:: DATA

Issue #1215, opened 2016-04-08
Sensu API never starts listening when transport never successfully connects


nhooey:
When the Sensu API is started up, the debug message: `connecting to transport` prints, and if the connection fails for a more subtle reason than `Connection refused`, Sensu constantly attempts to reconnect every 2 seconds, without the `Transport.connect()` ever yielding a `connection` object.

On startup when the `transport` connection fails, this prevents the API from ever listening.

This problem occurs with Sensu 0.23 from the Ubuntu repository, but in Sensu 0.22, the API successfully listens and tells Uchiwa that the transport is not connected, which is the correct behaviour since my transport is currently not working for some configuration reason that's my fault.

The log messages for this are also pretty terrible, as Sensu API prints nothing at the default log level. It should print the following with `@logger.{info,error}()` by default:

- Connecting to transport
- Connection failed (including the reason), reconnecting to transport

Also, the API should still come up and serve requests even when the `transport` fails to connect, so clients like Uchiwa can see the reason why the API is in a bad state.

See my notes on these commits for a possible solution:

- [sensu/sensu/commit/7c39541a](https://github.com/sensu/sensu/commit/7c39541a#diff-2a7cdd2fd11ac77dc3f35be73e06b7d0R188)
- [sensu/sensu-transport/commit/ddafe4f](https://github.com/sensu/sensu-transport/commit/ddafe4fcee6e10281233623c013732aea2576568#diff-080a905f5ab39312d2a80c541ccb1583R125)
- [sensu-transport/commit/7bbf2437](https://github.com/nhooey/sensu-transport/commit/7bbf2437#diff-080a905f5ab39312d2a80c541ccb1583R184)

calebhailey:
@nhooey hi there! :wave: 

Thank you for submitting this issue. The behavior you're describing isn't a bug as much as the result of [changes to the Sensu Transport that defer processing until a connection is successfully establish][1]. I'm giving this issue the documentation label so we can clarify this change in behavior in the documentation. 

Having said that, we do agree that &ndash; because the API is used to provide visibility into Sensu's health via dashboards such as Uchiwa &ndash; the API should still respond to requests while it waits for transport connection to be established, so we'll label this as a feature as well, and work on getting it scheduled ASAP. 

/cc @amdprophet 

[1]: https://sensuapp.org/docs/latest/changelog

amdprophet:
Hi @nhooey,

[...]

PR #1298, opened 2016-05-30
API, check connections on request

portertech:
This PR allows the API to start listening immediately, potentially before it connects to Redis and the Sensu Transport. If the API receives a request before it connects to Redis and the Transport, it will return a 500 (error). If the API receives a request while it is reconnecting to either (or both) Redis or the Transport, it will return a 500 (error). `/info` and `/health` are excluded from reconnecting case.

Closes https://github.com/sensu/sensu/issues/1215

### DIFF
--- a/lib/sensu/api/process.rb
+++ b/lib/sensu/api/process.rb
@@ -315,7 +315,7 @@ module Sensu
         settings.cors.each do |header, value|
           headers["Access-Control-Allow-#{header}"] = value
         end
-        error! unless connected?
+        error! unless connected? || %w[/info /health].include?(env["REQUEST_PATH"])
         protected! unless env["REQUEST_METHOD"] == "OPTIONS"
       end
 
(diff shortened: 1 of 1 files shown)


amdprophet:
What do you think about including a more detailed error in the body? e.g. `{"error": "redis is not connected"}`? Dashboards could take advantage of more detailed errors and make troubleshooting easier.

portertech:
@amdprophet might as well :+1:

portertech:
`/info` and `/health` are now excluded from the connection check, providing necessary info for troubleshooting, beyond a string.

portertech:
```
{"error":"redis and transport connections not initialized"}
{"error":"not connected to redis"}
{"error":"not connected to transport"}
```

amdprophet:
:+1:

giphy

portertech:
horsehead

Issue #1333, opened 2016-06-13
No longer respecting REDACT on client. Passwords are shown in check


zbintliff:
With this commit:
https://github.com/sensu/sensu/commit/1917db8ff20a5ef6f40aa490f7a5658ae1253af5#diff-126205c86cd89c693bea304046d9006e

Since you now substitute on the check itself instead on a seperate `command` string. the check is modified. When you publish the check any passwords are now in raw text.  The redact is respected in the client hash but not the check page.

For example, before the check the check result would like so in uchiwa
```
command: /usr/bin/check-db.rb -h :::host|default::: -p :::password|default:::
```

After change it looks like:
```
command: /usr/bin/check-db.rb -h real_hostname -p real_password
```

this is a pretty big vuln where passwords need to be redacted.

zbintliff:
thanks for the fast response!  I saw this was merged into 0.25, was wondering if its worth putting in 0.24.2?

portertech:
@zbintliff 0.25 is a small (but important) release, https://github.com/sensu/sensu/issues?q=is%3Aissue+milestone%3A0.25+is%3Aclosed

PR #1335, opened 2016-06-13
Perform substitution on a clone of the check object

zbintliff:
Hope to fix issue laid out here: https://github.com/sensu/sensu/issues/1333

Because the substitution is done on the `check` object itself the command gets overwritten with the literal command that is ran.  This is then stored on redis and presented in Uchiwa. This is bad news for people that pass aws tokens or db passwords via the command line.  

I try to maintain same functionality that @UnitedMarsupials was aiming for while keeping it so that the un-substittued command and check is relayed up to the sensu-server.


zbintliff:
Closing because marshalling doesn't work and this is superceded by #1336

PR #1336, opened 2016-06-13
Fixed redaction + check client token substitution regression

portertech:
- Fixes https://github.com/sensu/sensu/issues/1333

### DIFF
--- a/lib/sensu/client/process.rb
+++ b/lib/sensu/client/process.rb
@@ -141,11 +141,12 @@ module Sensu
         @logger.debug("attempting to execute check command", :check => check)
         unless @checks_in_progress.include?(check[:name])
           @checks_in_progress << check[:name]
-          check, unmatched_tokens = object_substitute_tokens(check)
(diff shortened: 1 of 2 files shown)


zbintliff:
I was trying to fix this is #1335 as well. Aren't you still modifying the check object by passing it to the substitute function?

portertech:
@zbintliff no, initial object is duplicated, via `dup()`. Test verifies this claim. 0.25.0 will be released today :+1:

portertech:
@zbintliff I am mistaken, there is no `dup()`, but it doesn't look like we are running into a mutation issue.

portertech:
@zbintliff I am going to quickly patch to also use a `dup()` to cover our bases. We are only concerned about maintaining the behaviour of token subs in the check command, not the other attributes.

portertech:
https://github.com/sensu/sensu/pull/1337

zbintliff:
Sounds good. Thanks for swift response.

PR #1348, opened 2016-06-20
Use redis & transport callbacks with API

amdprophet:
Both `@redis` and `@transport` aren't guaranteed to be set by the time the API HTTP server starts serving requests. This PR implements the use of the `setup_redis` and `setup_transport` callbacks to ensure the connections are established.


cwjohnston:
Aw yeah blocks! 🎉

::::

An exact copy of every line above, start to finish, is required.

**RESULT BELOW**
Issue #1215, opened 2016-04-08
Sensu API never starts listening when transport never successfully connects


nhooey:
When the Sensu API is started up, the debug message: `connecting to transport` prints, and if the connection fails for a more subtle reason than `Connection refused`, Sensu constantly attempts to reconnect every 2 seconds, without the `Transport.connect()` ever yielding a `connection` object.

On startup when the `transport` connection fails, this prevents the API from ever listening.

This problem occurs with Sensu 0.23 from the Ubuntu repository, but in Sensu 0.22, the API successfully listens and tells Uchiwa that the transport is not connected, which is the correct behaviour since my transport is currently not working for some configuration reason that's my fault.

The log messages for this are also pretty terrible, as Sensu API prints nothing at the default log level. It should print the following with `@logger.{info,error}()` by default:

- Connecting to transport
- Connection failed (including the reason), reconnecting to transport

Also, the API should still come up and serve requests even when the `transport` fails to connect, so clients like Uchiwa can see the reason why the API is in a bad state.

See my notes on these commits for a possible solution:

- [sensu/sensu/commit/7c39541a](https://github.com/sensu/sensu/commit/7c39541a#diff-2a7cdd2fd11ac77dc3f35be73e06b7d0R188)
- [sensu/sensu-transport/commit/ddafe4f](https://github.com/sensu/sensu-transport/commit/ddafe4fcee6e10281233623c013732aea2576568#diff-080a905f5ab39312d2a80c541ccb1583R125)
- [sensu-transport/commit/7bbf2437](https://github.com/nhooey/sensu-transport/commit/7bbf2437#diff-080a905f5ab39312d2a80c541ccb1583R184)

calebhailey:
@nhooey hi there! :wave: 

Thank you for submitting this issue. The behavior you're describing isn't a bug as much as the result of [changes to the Sensu Transport that defer processing until a connection is successfully establish][1]. I'm giving this issue the documentation label so we can clarify this change in behavior in the documentation. 

Having said that, we do agree that &ndash; because the API is used to provide visibility into Sensu's health via dashboards such as Uchiwa &ndash; the API should still respond to requests while it waits for transport connection to be established, so we'll label this as a feature as well, and work on getting it scheduled ASAP. 

/cc @amdprophet 

[1]: https://sensuapp.org/docs/latest/changelog

amdprophet:
Hi @nhooey,

[...]

PR #1298, opened 2016-05-30
API, check connections on request

portertech:
This PR allows the API to start listening immediately, potentially before it connects to Redis and the Sensu Transport. If the API receives a request before it connects to Redis and the Transport, it will return a 500 (error). If the API receives a request while it is reconnecting to either (or both) Redis or the Transport, it will return a 500 (error). `/info` and `/health` are excluded from reconnecting case.

Closes https://github.com/sensu/sensu/issues/1215

### DIFF
--- a/lib/sensu/api/process.rb
+++ b/lib/sensu/api/process.rb
@@ -315,7 +315,7 @@ module Sensu
         settings.cors.each do |header, value|
           headers["Access-Control-Allow-#{header}"] = value
         end
-        error! unless connected?
+        error! unless connected? || %w[/info /health].include?(env["REQUEST_PATH"])
         protected! unless env["REQUEST_METHOD"] == "OPTIONS"
       end
 
(diff shortened: 1 of 1 files shown)


amdprophet:
What do you think about including a more detailed error in the body? e.g. `{"error": "redis is not connected"}`? Dashboards could take advantage of more detailed errors and make troubleshooting easier.

portertech:
@amdprophet might as well :+1:

portertech:
`/info` and `/health` are now excluded from the connection check, providing necessary info for troubleshooting, beyond a string.

portertech:
```
{"error":"redis and transport connections not initialized"}
{"error":"not connected to redis"}
{"error":"not connected to transport"}
```

amdprophet:
:+1:

giphy

portertech:
horsehead

Issue #1333, opened 2016-06-13
No longer respecting REDACT on client. Passwords are shown in check


zbintliff:
With this commit:
https://github.com/sensu/sensu/commit/1917db8ff20a5ef6f40aa490f7a5658ae1253af5#diff-126205c86cd89c693bea304046d9006e

Since you now substitute on the check itself instead on a seperate `command` string. the check is modified. When you publish the check any passwords are now in raw text.  The redact is respected in the client hash but not the check page.

For example, before the check the check result would like so in uchiwa
```
command: /usr/bin/check-db.rb -h :::host|default::: -p :::password|default:::
```

After change it looks like:
```
command: /usr/bin/check-db.rb -h real_hostname -p real_password
```

this is a pretty big vuln where passwords need to be redacted.

zbintliff:
thanks for the fast response!  I saw this was merged into 0.25, was wondering if its worth putting in 0.24.2?

portertech:
@zbintliff 0.25 is a small (but important) release, https://github.com/sensu/sensu/issues?q=is%3Aissue+milestone%3A0.25+is%3Aclosed

PR #1335, opened 2016-06-13
Perform substitution on a clone of the check object

zbintliff:
Hope to fix issue laid out here: https://github.com/sensu/sensu/issues/1333

Because the substitution is done on the `check` object itself the command gets overwritten with the literal command that is ran.  This is then stored on redis and presented in Uchiwa. This is bad news for people that pass aws tokens or db passwords via the command line.  

I try to maintain same functionality that @UnitedMarsupials was aiming for while keeping it so that the un-substittued command and check is relayed up to the sensu-server.


zbintliff:
Closing because marshalling doesn't work and this is superceded by #1336

PR #1336, opened 2016-06-13
Fixed redaction + check client token substitution regression

portertech:
- Fixes https://github.com/sensu/sensu/issues/1333

### DIFF
--- a/lib/sensu/client/process.rb
+++ b/lib/sensu/client/process.rb
@@ -141,11 +141,12 @@ module Sensu
         @logger.debug("attempting to execute check command", :check => check)
         unless @checks_in_progress.include?(check[:name])
           @checks_in_progress << check[:name]
-          check, unmatched_tokens = object_substitute_tokens(check)
(diff shortened: 1 of 2 files shown)


zbintliff:
I was trying to fix this is #1335 as well. Aren't you still modifying the check object by passing it to the substitute function?

portertech:
@zbintliff no, initial object is duplicated, via `dup()`. Test verifies this claim. 0.25.0 will be released today :+1:

portertech:
@zbintliff I am mistaken, there is no `dup()`, but it doesn't look like we are running into a mutation issue.

portertech:
@zbintliff I am going to quickly patch to also use a `dup()` to cover our bases. We are only concerned about maintaining the behaviour of token subs in the check command, not the other attributes.

portertech:
https://github.com/sensu/sensu/pull/1337

zbintliff:
Sounds good. Thanks for swift response.

PR #1348, opened 2016-06-20
Use redis & transport callbacks with API

amdprophet:
Both `@redis` and `@transport` aren't guaranteed to be set by the time the API HTTP server starts serving requests. This PR implements the use of the `setup_redis` and `setup_transport` callbacks to ensure the connections are established.


cwjohnston:
Aw yeah blocks! 🎉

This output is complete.